Data in bar graphs represent the mean ± SEM from at least three experiments from individual donors (tissue codes). Where appropriate, data were analyzed by unpaired t test or two-way analysis of variance (ANOVA) with the GraphPad InStat software and statistical significance was defined with P < 0.05.
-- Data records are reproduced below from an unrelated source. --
PR #3019, opened 2019-04-30
Remove license headers from individual source files

brianhelba:
The LICENSE file at the repository root is sufficient to cover the entire repository. The copyright headers were never consistently applied and are just a source of cruft.

Third party source files still retain their own LICENSE files or license headers.

### DIFF
--- a/clients/python/girder_client/__init__.py
+++ b/clients/python/girder_client/__init__.py
@@ -1,21 +1,4 @@
 # -*- coding: utf-8 -*-
-
-###############################################################################
-#  Copyright Kitware Inc.
-#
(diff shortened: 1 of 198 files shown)


brianhelba:
@girder/developers PTAL.

brianhelba:
For some additional precedent, see https://github.com/Kitware/CMake/commit/86578eccf2e82286248796bad1032cd0e3a5e1e2#diff-e70cd26a4ba6127283781c59f9d492d1 . Although that change leaves a shorter stub header in most of CMake's files, Girder's source files are always distributed within the context of a package which contains explicit license metadata.

zachmullen:
@brianhelba I'm jelly of these diffstats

Mitochondrial Distribution in Polarized Human Airway Epithelia
The immunocytochemical localization of mitochondrial heat shock protein 70 in freshly isolated bronchial airway epithelia demonstrated that mitochondria are present throughout the epithelial cells, but distributed predominantly toward the apical domain (Fig. 1 A). This localization was confirmed in studies of freshly isolated human bronchial airway epithelia subjected to transmission electron microscopic analysis (Fig. 1 B). The micrograph reveals a concentration of mitochondria, i.e., a “barrier”, at the apical cellular pole, although, to a lesser extent, mitochondria were also localized at the basolateral domain around and below the nucleus. Fig. 1 C illustrates that the mitochondrial distribution observed in Fig. 1, A and B, was reproduced in primary culture monolayers of human bronchial airway epithelia labeled with the mitochondrial fluorescent dye MitoTracker Red CMX Ros.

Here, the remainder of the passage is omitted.